期刊名称:Indian Journal of Computer Science and Engineering
印刷版ISSN:2231-3850
电子版ISSN:0976-5166
出版年度:2021
卷号:12
期号:2
页码:445-455
DOI:10.21817/indjcse/2021/v12i2/211202131
出版社:Engg Journals Publications
摘要:Class imbalance is very common in many real-world datasets and is an active research topic in machine learning and data mining. In this paper, a hybrid sampling algorithm is proposed to deal with class imbalance with minimum loss of existing information and additional computing power. The proposed algorithm undersamples the majority class data by identifying within-class sub-concepts and then deriving an optimal subset of majority class data using ant colony optimization. A representative training dataset is derived by combining the optimal subset of majority class data and minority class data. New synthetic instances are created in the minority class when imbalance still exists in the representative training dataset. The selection of majority class instances to solve the imbalanced data classification problem is novel in the proposed hybrid sampling algorithm.
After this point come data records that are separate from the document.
PR #3712, opened 2017-10-18
Update data.table R dependency.

samuelklee:
Oops, looks like they just updated the URL last week.  Perhaps another reason why we should host these dependencies or have some simple contingencies for testing them other than manually building the base image.

### DIFF
--- a/Dockerfile
+++ b/Dockerfile
@@ -1,5 +1,5 @@
 # Using OpenJDK 8
-FROM broadinstitute/gatk:gatkbase-1.1
+FROM broadinstitute/gatk:gatkbase-1.2
 
 ADD . /gatk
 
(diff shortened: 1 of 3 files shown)


lbergelson:
@samuelklee 

In the non-docker integration test build we do run the R installation script, but a failure doesn't kill the build unless the tests fail because of it.  

Would it be less painful if we had a readme explaining how to update the r-dependencies?  That way it wouldn't be a surprise that you have to build a new docker image.  Typically the workflow when updating the R installation script should probably be to update the base image and update the Dockerfile in the same PR that updates the R dependencies.  That way we don't get out of sync.  

I do like the idea of hosting the cran dependencies somewhere ourselves.  Those cause us a lot of pain.

samuelklee:
Done, and verified that tests using the new package and base image are passing in my dev branch.  Thanks!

The proposed algorithm is examined on 15 imbalanced datasets. The experiment results revealed that the proposed algorithm achieves good performance in the aspects of performance measures, G-Mean and AUC. The proposed algorithm is compared with the popular sampling ensemble algorithms, and the results revealed that the proposed algorithm outperforms the popular sampling ensemble algorithms.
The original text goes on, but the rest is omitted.